ホンダ製のエンジンを搭載したヤマハの原付一種スクーター「ビーノ」
ちなみに、2018年にヤマハが50ccの原付バイクの自主生産から撤退したのも、厳しい排ガス規制が原因です。このような問題があることから、原付の区分を125ccにシフトすることで排ガス規制をクリアしやすくなります。そして、排気量が大きくなることで技術開発が進めやすくなり、コストを低く抑えることが可能になるのです。
ちなみに検察庁は、業界関係者のほか、大学教授や交通心理学の専門家などでつくる有識者検討会を年内に数回開催して、提言をまとめていく方針です。
原付区分の変更ともない、これまでのルールが変更されるのか気になるところかもしれません。
原付には「時速30km/h制限」や「2段階右折」といった、本当に必要なのか?と思わずにはいられない交通ルールがあります。これらのルールがなくなり、原付二種と同じようなルールに変更されることを待ち望んでいる人も多いのではないでしょうか。
しかし現時点では、原付のルールが変更される予定はありません。排気量は125ccになりますが、最高出力が4キロワット以下に制限されるため50ccと同等の走行性能になると見込まれています。そのため、法定速度も30km/hのままというわけです。

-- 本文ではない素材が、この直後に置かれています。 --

PR #802, opened 2026-05-29
Chart widgets fill the available space instead of letterboxing

mikelward:
## Problem

On a wide home-screen placement, the feels-like chart widgets didn't use the extra width — the chart sat in the middle with empty gaps on either side. Both `FeelsLikeWidget` and `SevenDayFeelsLikeWidget` rendered their chart to a **fixed 720×560 bitmap** (`SizeMode.Single`) shown with `ContentScale.Fit`, so any cell wider than ~1.29:1 letterboxed the bitmap rather than widening the chart. The chart's height was also pinned at a fixed 180dp, so it couldn't grow/shrink with the cell.

## Change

「時速30km/h制限」や「2段階右折」はそのまま適応されるのか
また交差点によって必要であれば、これまでどおり2段階右折が必要な上、従来どおり2人乗りをすることも禁止です。
つまり排気量が大きくなって車体もひとまわりサイズアップする可能性があるものの、原付のルールがそのまま引き継がれることになるのです。
※ ※ ※
原動機付自転車の排気量がアップされることにより、125ccのカテゴリーが2つに区分されることになります。しかし、排気量が増えても最高出力が50cc程度に制御され、ルールや免許取得の方法も変わらないようです。
新しい基準が適用されても「原付」は、これまでどおり気軽に乗れる庶民の足として活躍していくことでしょう。